#### [Activity]
Find the word "include" in the material below and gather every line that contains it.
[Opening Supplied data section]
PR #2245, opened 2026-06-15
Migrate config schema

superm1:
Changes to go with #2235 so that upgraded users get moved over to -1 (and other changes)

### DIFF
--- a/src/cpp/include/lemon/config_file.h
+++ b/src/cpp/include/lemon/config_file.h
@@ -8,6 +8,86 @@ namespace lemon {
 
 using json = nlohmann::json;
 
+// ============================================================================
+// Config migration helpers (static inline for testability)
+// ============================================================================
+
+/// Extract the config_version from a JSON object. Returns 0 if the field
+/// is missing or not an integer — treating the config as "very old".
+static inline int config_get_version(const json& config) {
+    if (config.contains("config_version") && config["config_version"].is_number_integer()) {
+        return config["config_version"].get<int>();
+    }
+    return 0;
+}
+
+/// Migrate a v1 config to v2:
+///   - Remove deprecated "cloud_providers" field
+///   - Upgrade ctx_size 4096 -> -1 (only if user never changed it)
+///   - Bump config_version to 2
+/// Returns true if the config was modified.
+static inline bool config_migrate_v1_to_v2(json& config) {
+    bool changed = false;
+
+    // 1. Remove deprecated cloud_providers field.
+    if (config.contains("cloud_providers")) {
+        config.erase("cloud_providers");
+        changed = true;
+    }
+
+    // 2. Upgrade ctx_size 4096 -> -1 only when it is exactly the old default.
+    if (config.contains("ctx_size") && config["ctx_size"].is_number_integer()) {
+        int ctx_val = config["ctx_size"].get<int>();
+        if (ctx_val == 4096) {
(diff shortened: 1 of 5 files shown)


src/cpp/server/runtime_config.cpp
```diff
@@ -461,6 +435,10 @@ void RuntimeConfig::validate(const std::string& key, const json& value) const {
         if (channel != "stable" && channel != "nightly") {
             throw std::invalid_argument("'rocm_channel' must be either 'stable', or 'nightly'");
         }
+    } else if (key == "cloud_providers") {
```
fl0rianr, line 438: This makes cloud_providers pass validation, but it is not actually ignored after validation. For top-level non-backend keys, apply_changes() still writes the value into config_ /applied_diff, and /internal/set then persists the full snapshot back to config.json.

So an older admin UI that still sends cloud_providers can reintroduce this deprecated key into a v2 config. On the next load, config_migrate() will return early because `current_version >= target_version`, so the key will not be stripped again.

Could we make this a true no-op by erasing/skipping cloud_providers before apply_changes()? It may also be safer to strip this key unconditionally on load, not only during the v1→v2 migration.

src/cpp/include/lemon/config_file.h
```diff
@@ -8,6 +8,86 @@ namespace lemon {
...
+    if (config.contains("cloud_providers")) {
+        config.erase("cloud_providers");
+        changed = true;
+    }
+
+    // 2. Upgrade ctx_size 4096 -> -1 only when it is exactly the old default.
+    if (config.contains("ctx_size") && config["ctx_size"].is_number_integer()) {
+        int ctx_val = config["ctx_size"].get<int>();
+        if (ctx_val == 4096) {
+            config["ctx_size"] = -1;
```
fl0rianr, line 42: blocking unless this is intentionally stacked after #2235

test/cpp/test_config_migration.cpp
```diff
@@ -0,0 +1,405 @@
+// Standalone unit tests for lemon::config_get_version(),
+// lemon::config_migrate_v1_to_v2(), and lemon::config_migrate().
+//
+// Compile with:
+//   g++ -std=c++17 -I src/cpp/include -I src/cpp/build/_deps/json-src/single_include \
+//       test/cpp/test_config_migration.cpp -o config_migration_test
```
fl0rianr, line 6: Not planned to run with CI?

test/cpp/test_config_migration.cpp
```diff
@@ -0,0 +1,405 @@
...
+    test_migrate_already_at_target();
+    test_migrate_v0_via_merge();
+    test_migrate_v1_partial_fields();
+    test_migrate_v1_no_ctx_change();
+    test_migrate_no_version_field();
+    test_migrate_no_changes_when_at_target();
+    test_migrate_preserves_user_override();
+    test_round_trip();
+
+    int total = 1 + 6 + 10;
```
fl0rianr, line 402: Nit: the hard-coded `total = 1 + 6 + 10` below looks easy to let drift. Incrementing a total_checks counter inside check() would make the summary reliable.

fl0rianr (changes requested):
Good work, but I see some points that should (or could) be adapted.

bitgamma:
closing this as the changes have been cherry-picked to #2235

PR #2246, opened 2026-06-15
fix(windows): set safe cwd for backend child processes

### LINKED ISSUE #2218: Memory modification by the process on Windows.
### Platform

Windows

### Lemonade Version

10.7.0

### GPU / APU Model

Ryzen AI 7

### Component

llama.cpp

### Bug Description

After recent upgrade from version 10.6.0 to 10.7.0 the backends for llama.cpp and stablediffusion.cpp (Vulcan) were updated. Now attempts to use any of those backends results in the server process being blocked by the protected folders feature. This was not happening on the previous version, so would be good to know what changed, why those backends now trigger Windows security alert, and whether they could be fixed (without resorting to enable the process bypass of the security). Thanks.

### Steps to Reproduce

Run 10.7.0 on Windows 11, observe security notification and the complete failure to run for stablediffusion.cpp Vulcan, and the security notification for llama.cpp Vulcan (though model still responds then).

Expected: Not triggering Windows security.
Actual: Triggering Windows security and being blocked on an attempt to perform changes to the system.

### Log Output

```shell

```

### Additional Context

_No response_

fl0rianr:
## Summary

This is a small follow-up to #2184 for a separate Windows filesystem issue.
Fixes #2218.

#2184 addressed the HuggingFace cache symlink / create_directories path. This PR addresses the child-process side: llama-server and sd-server were started with an empty working directory, so on Windows they inherited Lemonade's current working directory.

For Vulkan backends, that can trigger Windows Controlled Folder Access / protected-folder blocks if the backend, Vulkan runtime, driver, or shader/pipeline cache performs relative writes.

## Changes

* Set an explicit Windows-only backend working directory before starting llama-server
* Set an explicit Windows-only backend working directory before starting sd-server
* Use absolute Windows backend runtime paths so relative cache/runtime paths keep working after the cwd change
* Keep the change intentionally small and local to backend process launch

### DIFF
--- a/src/cpp/server/backends/llamacpp_server.cpp
+++ b/src/cpp/server/backends/llamacpp_server.cpp
@@ -560,7 +560,7 @@ void LlamaCppServer::load(const std::string& model_name,
     // Keep llama-server output visible at info log level.
     // Use a dedicated temp working directory so backend/Vulkan relative writes do
     // not inherit a protected launcher directory on Windows.
-    fs::path working_dir = fs::path(utils::get_runtime_dir()) / "lemonade" / "llamacpp" / llamacpp_backend;
+    fs::path working_dir = fs::temp_directory_path() / "lemonade" / "llamacpp" / llamacpp_backend;
     std::error_code working_dir_ec;
     fs::create_directories(working_dir, working_dir_ec);
     if (working_dir_ec) {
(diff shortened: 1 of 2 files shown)


superm1 (approved):

superm1 (approved):

fl0rianr:
Changed a bit since I had to overwhelm the CI which resulted in a more stable fix.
[Closing Supplied data section]
#### [Exercise result]
--- a/src/cpp/include/lemon/config_file.h
+++ b/src/cpp/include/lemon/config_file.h
src/cpp/include/lemon/config_file.h
+//   g++ -std=c++17 -I src/cpp/include -I src/cpp/build/_deps/json-src/single_include \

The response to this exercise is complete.